Perl.com Domain Stolen, Now Using IP Address of Past Malware Campaigns

“The domain name perl.com was stolen and now points to an IP address associated with malware campaigns,” reports Bleeping Computer: Perl.com is a site owned by Tom Christiansen and has been used since 1997 to post news and articles about the Perl programming language. On January 27th, Perl programming author and Perl.com editor brian d foy tweeted that the perl.com domain was suddenly registered under another person.

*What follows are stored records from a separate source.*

PR #1113, opened 2019-11-04
Edit error content on the Job Specification form

Renny4Real:
This introduces the desired changes for the errors on the job specification form. See the list of job specification changes [here](https://docs.google.com/spreadsheets/d/1-MeFAToarUINg-8Sif4K0ZTPudowE6FU_mf3Hhf_iOk/edit#gid=0&range=37:37).

Since a lot of the errors across the site are currently being rewritten to not use the field name, the current idea is to later add `format: "{message}"` to the `activerecord.yml` so that we wouldn't have to add a lot of logic to the HAML files to separate the errors from the attribute names (as suggested by @C-gyorfi ).

### UI Screenshots 

_(Please note that these still have their attribute names. These will be removed when all the error content changes are ready to be merged into develop, for now, this PR would be merged into a feature branch)_

Screenshot 2019-11-06 at 17 06 40
Screenshot 2019-11-06 at 17 09 07
Screenshot 2019-11-06 at 17 09 29
Screenshot 2019-11-06 at 17 09 56

### Next Steps
- [ ] Change the global formatting to use `format: "{message}"` (Separate PR)

**Any feedback would be appreciated**

### DIFF
--- a/app/validators/salary_validator.rb
+++ b/app/validators/salary_validator.rb
@@ -7,15 +7,16 @@ class SalaryValidator < ActiveModel::EachValidator
 
   SALARY_FORMAT = /^(\d+|\d{1,3}(,\d{3})*)(\.\d{2})?$/.freeze
   MIN_SALARY_ALLOWED = 0
-  MAX_SALARY_ALLOWED = 200000
+  MAX_SALARY_LIMIT = 200000
 
   def validate_each(record, attribute, value)
-    return error_message(record, attribute, cant_be_blank_message) if check_presence? && value.blank?
+    return error_message(record, attribute, blank_minimum_salary_message) if check_presence? && value.blank?
     return error_message(record, attribute, invalid_format_message) if value[SALARY_FORMAT].nil?
 
     salary = converted_salary(value)
     return error_message(record, attribute, must_be_higher_than_min_allowed_message) if less_than_min_allowed?(salary)
-    return error_message(record, attribute, must_be_less_than_max_salary_message) if salary > MAX_SALARY_ALLOWED
+    return error_message(record, attribute, must_be_less_than_max_salary_message(attribute)) \
+      if salary >= MAX_SALARY_LIMIT
   end
 
   private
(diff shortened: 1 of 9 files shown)


config/locales/activerecord.yml
```diff
@@ -1,5 +1,10 @@
+dictionary:
+  job_title_blank: &job_title_blank Enter a job title
+  job_description_blank: &job_description_blank Enter a job description
+  minimum_salary_blank: &minimum_salary_blank Enter a minimum salary
 en:
   errors:
+    # format: "%{message}"
```
dushan-madetech: Not sure if you meant to leave this in

app/validators/salary_validator.rb
```diff
@@ -7,15 +7,16 @@ class SalaryValidator < ActiveModel::EachValidator
 
   SALARY_FORMAT = /^(\d+|\d{1,3}(,\d{3})*)(\.\d{2})?$/.freeze
   MIN_SALARY_ALLOWED = 0
-  MAX_SALARY_ALLOWED = 200000
+  MAX_SALARY_LIMIT = 200000
```
Renny4Real: Changed this to MAX_SALARY_LIMIT, as one of the desired changes was to make 199,999 the salary limit but the error message would still display 200,000 in the error message. See [here](https://docs.google.com/spreadsheets/d/1-MeFAToarUINg-8Sif4K0ZTPudowE6FU_mf3Hhf_iOk/edit?disco=AAAAD5CLJT4).

config/locales/activerecord.yml
Renny4Real: Yep. What to show what @C-gyorfi and I were thinking of implementing. 
Didn't want any other tests (especially unrelated to this PR) to fail so left this commented out.

app/validators/salary_validator.rb
```diff
@@ -7,15 +7,16 @@ class SalaryValidator < ActiveModel::EachValidator
...
 
   def validate_each(record, attribute, value)
```
C-gyorfi: I wonder where did we call this method, I looked up but I couldn't find anything but the method. Is this overriding some rails validations? If so, is this used on any other fields than minimum salary fields?

config/locales/activerecord.yml
```diff
@@ -1,5 +1,10 @@
+dictionary:
+  job_title_blank: &job_title_blank Enter a job title
```
C-gyorfi: Although I believe it's a good practice using aliases I'm wondering if we could rewrite these in a more organised way. something like ```dictionary.errors.messages.job_title.blank: Enter a job title ```

config/locales/activerecord.yml
dushan-madetech: Got it 😄

config/locales/activerecord.yml
```diff
@@ -15,6 +30,14 @@ en:
       year_invalid: must include a 4-digit year
       email:
         invalid: is not a valid email address
+  activemodel:
+    errors:
+      models:
+        job_specification_form:
+          attributes:
+            <<: *vacancy_errors_labels
```
dushan-madetech: what does the `<<` do here? Just curious about it 😄

C-gyorfi: "its a yaml thing dushan!" - Adrian

C-gyorfi: https://stackoverflow.com/questions/6651275/what-do-the-mean-in-this-database-yml-file

dushan-madetech: Thank you!

dushan-madetech:
Seems good to me 🙂

config/locales/activerecord.yml
Renny4Real: @dushan-madetech In this case, `<<` adds all the keys under the defined `vacancy_errors_labels` to the attributes under `job_specification_form`. It reduces having to rewrite the same keys over and over again which would take up lines.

Intellectual property lawyer John Berryhill later replied to the tweet that the domain was stolen in September 2020 while at Network Solutions, transferred to a registrar in China on Christmas Day, and finally moved to the Key-Systems registrar on January 27th, 2020.

It wasn’t until the last transfer that the IP addresses assigned to the domain were changed from 151.101.2.132 to the Google Cloud IP address 35.186.238[.]101…

On the 28th, d foy tweeted that they have set up perl.com temporarily at http://perldotcom.perl.org for users who wish to access the site until the domain is recovered…

d foy has told BleepingComputer that it is not believed that the domain owner’s account was hacked and that they are currently working with Network solutions and Key-Systems to resolve the issue. “I do know from direct communication with the Network Solutions and Key Systems that they are working on this and that the perl.com domain is locked. Tom Christiansen, the rightful owner, is going through the recovery process with those registrars.”

“Both registrars, along with a few others, reached out to me personally to offer help and guidance. We are confident that we will be able to recover the domain, but I do not have a timetable for that,” d foy told BleepingComputer.

The IP address that perl.com is now hosted has a long history of being used in older malware campaigns and more recent ones.


“Anyone using a perl.com host for their CPAN mirror should use www.cpan.org instead,” advises an announcement page today at Perl.org, which d foy tweeted “is now going to be the source for the latest http://Perl.com info.”

On Thursday d foy tweeted that “There’s no news on the recovery progress. Everyone who needs to be talking is talking to each other and it’s just a process now.”